Those are the peak capabilities of each of these cards, in theory. Our shiny new Beyond3D GPU architecture suite measures true delivered performance using a series of directed tests.

The GTX 980 Ti lands squarely in the middle between the GTX 980 and the Titan X in terms of pixel fill rate, which is what we'd expect given the theoretical rates in the table above. Notice that the 980 Ti's peak rate is lower than the Titan X's even though it has the same ROP count (96 pixels per clock) and clock speed. That's because, on recent Nvidia GPUs, fill rate can be limited by the number of shader multiprocessors and rasterizers. The GTX 980 Ti's 22 SMs can only transfer 88 pixels per clock to the ROPs, so its peak throughput is a bit lower than the Titan X's.

This test nicely illustrates the impact of color compression on memory bandwidth. Newer GeForces based on the Maxwell architecture are able to extract substantially more throughput from the easily compressible black texture than the Kepler-based GTX 780 Ti does.

Meanwhile, as Andrew Lauritzen pointed out to us, the Radeon R9 290X doesn't show any compression benefits in this test because it's primarily limited by its ROP throughput. We may have to rejigger this test to sidestep that ROP limitation. I suspect, if we did so, we'd see some benefits from color compression on the Radeon, as well.

Most of these GPUs come incredibly close to matching their peak theoretical filtering rates in this test, the GTX 980 Ti included.

The GeForce cards all somewhat exceed their theoretical peaks in the polygon throughput test. My best guess is that they're able to operate at higher-than-usual clock speeds during this directed test—either that or they're warping the fabric of space and time, but I don't think that feature has been implemented yet.

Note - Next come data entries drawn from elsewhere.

PR #664, opened 2024-02-28
More documentation on proof lib code

cedoor:
## Description

This PR adds more documentation to the proof package functions and updates the TypeDoc link.

## Related Issue(s)

#483

## Checklist

### DIFF
--- a/packages/proof/README.md
+++ b/packages/proof/README.md
@@ -18,7 +18,7 @@
     <a href="https://npmjs.org/package/@semaphore-protocol/proof">
         <img alt="Downloads" src="https://img.shields.io/npm/dm/@semaphore-protocol/proof.svg?style=flat-square" />
     </a>
-    <a href="https://js.semaphore.pse.dev/proof">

Looks to me like the GTX 980 Ti is also exceeding its "GPU Boost" clock in our ALU math test, where it scores slightly higher than its 6.1 teraflops theoretical max. Nvidia's Boost clock is just a typical operating speed, not a maximum frequency, so this isn't a huge surprise. Notice, though, that the Titan X tops out at exactly 6.7 teraflops, no higher than expected. The 980 Ti's lower GPU voltage probably gives it an edge over our early-model Titan X.